A cynic might argue that resort to pre-Code practice allows a judge to disregard reasonably clear Code text whenever he doesn't like the result. After all, in this case, the Bankruptcy Code provision of 11 U.S.C. Sec. 502(b)(1) said that Make Whole Amounts are not allowed while 11 U.S.C. Sec. 726(a)(5) set the interest rate for a solvent estate at the federal judgment rate. Judge Oldham thought this was a clear repudiation of the pre-Code practice. His colleagues in the majority, Judges Elrod and Jolly, thought otherwise. In support of her historical approach, Judge Elrod, writing for the majority appealed to Antonin Scalia, who offered supporting words in a book he wrote on statutory interpretation who said “the good textualist is not a literalist”. As long as the Supreme Court allows resort to pre-Code practice, clever lawyers faced with inconvenient text will do well to crack open Blackstone's Commentaries and look for a different result.
The final take-away is that judges are not slaves to the ideology of the President who appointed them, especially when dealing with cases that are technical and apolitical. In this case, Judge Jennifer Elrod, appointed by President George W. Bush, and Judge Grady Jolly, appointed by President Ronald Reagan, ruled in favor of the creditors in their quest for payment of their full interest. Judge Andrew Oldham, appointed by President Trump, took the opposite position. Three judges appointed by Republican Presidents disagreed on how the law should be applied in this particular case.
1 comment:
As always a helpful clear analysis of the decision. I am with Judge Oldham on this. The provision for interest at the federal judgment rate was a clear departure from pre-Code practice, and its rooted in a policy that pervades the 1978 Code -- equality of treatment for similarly situated creditor constituencies (with some exceptions, of course).

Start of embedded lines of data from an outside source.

Issue #285, opened 2026-08-11
GitHub Actions has not run on any branch since 2026-08-10 — CI, release PR and drift check are all silently off


JohnDominicJasmin:
**QA Team** · **No GitHub Actions workflow has run on any branch since 2026-08-10 17:34 UTC.** Roughly two days. Nothing failed — runs simply stopped being created.

## Measured

```
last run, any workflow, any branch     2026-08-10T17:34:21Z
pushes since then                      dev, qa, staging, several feature branches
runs created by them                   0
actions/permissions                    {"enabled":true,"allowed_actions":"all"}
total runs in repo history             535
```

`staging` moved to `0ab7034` at 2026-08-12 01:03 +0800. No run exists for it.

## Probable cause, and what I could not confirm

The repo is **private**, so Actions minutes are metered. An exhausted quota fits the symptom exactly: pushes stop creating runs, silently, with nothing turning red anywhere.

**I could not verify this.** The billing endpoint needs a `user` token scope this session does not have, and widening a token scope to confirm a hunch is not a trade worth making. So: cause is *consistent with* a spent quota and is **not established**. Settings are ruled out — Actions reports enabled with all actions allowed.

## What is currently off

Every piece of automation this project added specifically so it would stop relying on someone remembering:

| Workflow | What is not happening |
|---|---|
| `release-signals.yml` | the `staging` → `main` release PR does not self-open — today's was written by hand |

In this case, the debtor's assets were sufficient to satisfy all the contractual interest claims. But suppose those assets are only able to satisfy 80% of those claims? Won't the high interest claimants benefit at the expense of the lower interest claimants? The decision offers no guidance on that possibility.
Granted, using the federal judgment rate means that the excess then goes to the debtor's owners, but how is that different from the way any ordinary judgment works? Post-judgment interest normally runs on such claims at a set rate, regardless of the contract, because the judgment stops the clock on the claim and replaces the contract with a judgment. As a practical matter, that is also what bankruptcy does -- it matures the claim and converts it into a "judgment" -- an allowed claim against the estate.